Esta religión adulterada se convierte en un instrumento en manos de los poderes estatales, clericales, económicos, militares, etc. que se sirven de ella para establecer un régimen totalitario en el que no hay lugar para nada más que para una pseudo-ortodoxia impuesta por la fuerza. En tales circunstancias, cuando la revolución ha perdido su impulso, se ha institucionalizado y aburguesado, la fe (que si es verdadera no puede prescindir de la libertad) corre el riesgo de perder su esencia, de confundirse con un fariseísmo hijo de la coacción o de volverse fanatismo y crispación. Cierto es también que, por otra parte, en un régimen de este tipo el acceso a la religiosidad auténtica, si se saben salvar los obstáculos mencionados, es mucho menos arduo que en una sociedad como la nuestra, en la que el secularismo actúa con gesto cada vez más militante y agresivo.

Para el ayatola Jomeini, sus adeptos y herederos, Occidente es precisamente la negación de toda religiosidad, la afirmación del materialismo más radical.

Al margen de que el régimen islamista iraní haya sido desde el primer momento bastante menos santo y piadoso de lo que pretenden sus jerarcas y de lo que creen ingenuamente sus partidarios (pensemos en el escándalo Irán-Contra, en el que la moral gubernamental iraní demostró ser no menos «elástica» que la estadounidense), no se puede negar la radical arreligiosidad del Occidente moderno.

Partiendo de esta observación, Jomeini entendió que los contendientes de la Guerra Fría se asemejaban entre sí mucho más de lo que ellos mismos sospechaban: las dos ideologías enfrentadas tenían en común su materialismo, abiertamente declarado o celosa e inútilmente disimulado. Inevitablemente también reconoció, con acierto, que los dos bloques eran parte de la cultura occidental (en realidad formas pervertidas de la misma) y que los dos aspiraban a un dominio universal para imponer sus respectivas posiciones ideológicas. Desde el punto de vista musulmán se trataba lógicamente de neocolonialismo.

En consecuencia, la revolución islámica se dirigía «contra el colonialismo negro y el colonialismo rojo», como afirmaba el propio Jomeini.

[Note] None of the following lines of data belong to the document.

PR #1189, opened 2022-01-30
fetch: allow file:// URL & relative paths

KhafraDev:
This PR enables fetching relative URLs and file:// URLs. This hopefully fixes issues with WPTs!

Relative URLs are typically handled in browsers because of the environment setting object's base URL. For examples:
```js
// base = https://fetch.spec.whatwg.org/some/path/ [notice trailing /]
fetch('./test'); // fetches https://fetch.spec.whatwg.org/some/path/test

// base = https://fetch.spec.whatwg.org/some/path [no trailing /]
fetch('./test'); // fetches https://fetch.spec.whatwg.org/some/test
```
However, in node, there isn't really a good alternative to base URL as there is no concept of location/origin. Therefore, the 'best' solution (as far as I could think of) was to just use `file://` uris instead and having the "base" be the current working directory.

cc. @targos, hi 😄 

- No tests yet because it needs some discussion.
- Currently allows some "unintended" behavior such as being able to fetch any file, even outside of the cwd.
- There is no spec for `file://` urls so once it is standardized, this will need to be updated.

### DIFF
--- a/lib/fetch/index.js
+++ b/lib/fetch/index.js
@@ -52,10 +52,14 @@ const { PassThrough, pipeline } = require('stream')
 const { isErrored, isReadable } = require('../core/util')
 const { kIsMockActive } = require('../mock/mock-symbols')
 const { dataURLProcessor } = require('./dataURL')
+const { readFile, stat } = require('fs/promises')
+const { emitWarning } = require('process')
 
 /** @type {import('buffer').resolveObjectURL} */
 let resolveObjectURL
 let ReadableStream
+
+let fileURLExperimentalWarning = false
 
 class Fetch extends EE {
   constructor (dispatcher) {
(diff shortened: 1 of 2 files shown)


mcollina (commented):
As for origin, I would prefer we add some way to set the base origin. Using the current directory seems a huge security risk in case somebody passes non sanitized data into fetch().

KhafraDev:
> As for origin, I would prefer we add some way to set the base origin. 

A base URL is defined as "A URL used by APIs called by scripts that use this environment settings object to parse URLs." in https://html.spec.whatwg.org/multipage/webappapis.html#api-base-url, which has no way of being set. Being able to set it would go against the spec, but maybe that's the direction you'd like to go?

> Using the current directory seems a huge security risk in case somebody passes non sanitized data into fetch().

It is but I couldn't think of a better alternative. I could probably sanitize the input however.

I'd like to know how the lib should handle this before adding tests, but I will do so! 😃

targos:
At a first glance, I'm not sure we should do it, for two reasons:
- it would be a relatively big spec divergence
- I was thinking about adding an option to Node.js to let the user set an origin for the process. This would apply to fetch calls and solve part of the issues with wpt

La fundamental unidad cultural de los bloques antagonistas en la Guerra Fría (pese a todas sus diferencias) y la radical hostilidad del islamismo hacia ambos por igual no fueron entendidas ni en el bloque soviético ni en el llamado «mundo libre»: La lucha entre materialismo marxismo y materialismo capitalista se había vuelto obsesiva y narcisista, la hostilidad era tan enconada que impedía reconocer lo que se tenía en común con el adversario y, menos aún, ver que el islamismo era un enemigo compartido. La soberbia «colonial» hacía que se subestimara a este adversario. Esta ceguera ha tenido consecuencias trágicas para Occidente y podría ser, a largo plazo, uno de los factores determinantes en el cada vez más verosímil hundimiento de nuestra cultura.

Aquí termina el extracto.